The attack is delivered over the network against any HTTP/2-enabled virtual server. An unauthenticated attacker establishes an HTTP/2 connection, then transmits crafted control frames that cause the server to reset streams while still consuming CPU and memory. Repeating this pattern at high rate degrades service for legitimate clients on the affected F5 device. The vulnerability impacts availability only; confidentiality and integrity are not affected.

No verified public exploit code is available. For protocol-level details, see the CERT Vulnerability Report #767506.

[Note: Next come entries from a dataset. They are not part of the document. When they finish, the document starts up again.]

PR #1898, opened 2025-09-24
Use FTL's build-in wait-for command for checking the logs

yubiuser:
Use `pihole-FTL wait-for` function to wait for a specific log line to appear.

https://github.com/pi-hole/FTL/pull/2631

### DIFF
--- a/src/start.sh
+++ b/src/start.sh
@@ -75,10 +75,9 @@ start() {
         sleep 0.5
     done
 
-    #  Wait until the FTL log contains the "FTL started" message before continuing
-    while ! grep -q '########## FTL started' /var/log/pihole/FTL.log; do
-        sleep 0.5
-    done
+    #  Wait until the FTL log contains the "FTL started" message before continuing, timeout after 10 seconds
+    logsize_before=$(stat -c%s /var/log/pihole/FTL.log)
+    /usr/bin/pihole-FTL wait-for '########## FTL started' /var/log/pihole/FTL.log 10 "${logsize_before}"
 
     pihole updatechecker
     local versionsOutput
--- a/src/start.sh
+++ b/src/start.sh
@@ -77,7 +77,7 @@ start() {
 
     #  Wait until the FTL log contains the "FTL started" message before continuing, timeout after 10 seconds
     logsize_before=$(stat -c%s /var/log/pihole/FTL.log)
-    /usr/bin/pihole-FTL wait-for '########## FTL started' /var/log/pihole/FTL.log 10 "${logsize_before}"
+    pihole-FTL wait-for '########## FTL started' /var/log/pihole/FTL.log 10 "${logsize_before}" > /dev/null
 
     pihole updatechecker
     local versionsOutput
--- a/test/tests/test_general.py
+++ b/test/tests/test_general.py
@@ -50,17 +50,19 @@ def test_pihole_ftl_architecture(docker):
 
 
 # Wait 5 seconds for startup, then kill the start.sh script
-# Finally, grep the FTL log to see if it has been shut down cleanly
+# Finally, check the FTL log to see if it has been shut down cleanly
 def test_pihole_ftl_clean_shutdown(docker):
     func = docker.run(
         """
         sleep 5
         killall --signal 15 start.sh
-        sleep 5
-        grep 'terminated' /var/log/pihole/FTL.log
+        pihole-FTL wait-for '########## FTL terminated after' /var/log/pihole/FTL.log 10
     """
     )
-    assert "INFO: ########## FTL terminated after" in func.stdout
+    assert (
+        'Found string "########## FTL terminated after" in file /var/log/pihole/FTL.log'
+        in func.stdout
+    )
     assert "(code 0)" in func.stdout
 
 


yubiuser:
Tests are failing because the line ` ########## FTL terminated` is not printed anymore. This also happens on bare metal `FTL's` `development` branch.
@DL6ER

DL6ER:
Yes, this is an interesting bug. We `free` the location where `files.log.ftl` is stored and thereafter, no new lines are printed to the file. We obviously need an exception here. This is a regression of my recent fixing-all-memory-leaks PR. Seem we want to actually leak at least this single bit of memory.

DL6ER:
See https://github.com/pi-hole/FTL/pull/2634

yubiuser:
I tried to use `pihole-FTL wait-for` also in the tests at 

https://github.com/pi-hole/docker-pi-hole/blob/5ff925b66f9ec65f1b24ad28c4afdb7b0927f0d6/test/tests/test_general.py#L59-L60

but it did not work. The `pihole-FTL wait-for` command did not produce any output (which it should even if it did not find the string), I guess it's because `start.sh` was already killed. It works with the `grep` version we use so far so I decided not to invest too much time.

src/start.sh
```diff
@@ -75,10 +75,9 @@ start() {
         sleep 0.5
     done
 
-    #  Wait until the FTL log contains the "FTL started" message before continuing
-    while ! grep -q '########## FTL started' /var/log/pihole/FTL.log; do
-        sleep 0.5
-    done
+    #  Wait until the FTL log contains the "FTL started" message before continuing, timeout after 10 seconds
+    logsize_before=$(stat -c%s /var/log/pihole/FTL.log)
```
PromoFaux, line 79: Do we need to get this?

Reading the comments in the FTL PR, we can just pass in 0 and it will start reading from the end of the file. I feel like not much time will pass between lines 79 and 80 it worth populating the variable?

src/start.sh
```diff
@@ -75,10 +75,9 @@ start() {
...
+    pihole-FTL wait-for '########## FTL started' /var/log/pihole/FTL.log 10 "${logsize_before}" > /dev/null
```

Detection Methods for CVE-2025-54500

Indicators of Compromise

• High volume of HTTP/2 streams on a single connection that are reset shortly after creation by the server.
• Spikes in CPU and memory usage on BIG-IP TMM processes correlated with HTTP/2 traffic.
• Increased counts of malformed HTTP/2 control frames in TMM logs and ltm debug output.
• Unexpected drops in HTTP/2 service availability or elevated 5xx responses from virtual servers behind BIG-IP.

Detection Strategies

• Inspect HTTP/2 traffic at the protocol layer for anomalous rates of server-initiated RST_STREAM frames per connection.
• Correlate connection-level metrics with tmstat counters for HTTP/2 stream creation versus completion.
• Compare observed concurrent stream counts against the advertised SETTINGS_MAX_CONCURRENT_STREAMS value to identify breaches of the negotiated limit.

Monitoring Recommendations

• Ingest BIG-IP iHealth diagnostics and AVR HTTP/2 telemetry into a centralized analytics platform for trend analysis.
• Alert on sustained CPU saturation in TMM processes accompanied by HTTP/2 traffic from a small number of source addresses.
• Track per-source-IP HTTP/2 frame error counts and rate-limit clients that exceed established baselines.

How to Mitigate CVE-2025-54500

Immediate Actions Required

• Review the F5 Knowledge Base Article K000152001 and identify all BIG-IP and BIG-IP Next instances exposing HTTP/2 virtual servers.
• Apply the fixed software versions provided by F5 for each affected product family.
• Restrict HTTP/2 endpoints to known clients where business requirements permit, reducing the unauthenticated attack surface.

Patch Information

F5 has published remediation guidance and fixed releases in the F5 Knowledge Base Article K000152001. Software versions that have reached End of Technical Support (EoTS) are not evaluated by F5 and should be upgraded to a supported, patched release.

Workarounds

• Disable HTTP/2 profiles on affected virtual servers and fall back to HTTP/1.1 until patches are applied.
• Lower the SETTINGS_MAX_CONCURRENT_STREAMS value in the HTTP/2 profile to reduce the impact of stream amplification.
• Apply connection and request rate limits via AFM or iRules to throttle abusive HTTP/2 clients.
• Place a DDoS-aware upstream service in front of BIG-IP to filter malformed HTTP/2 control frames.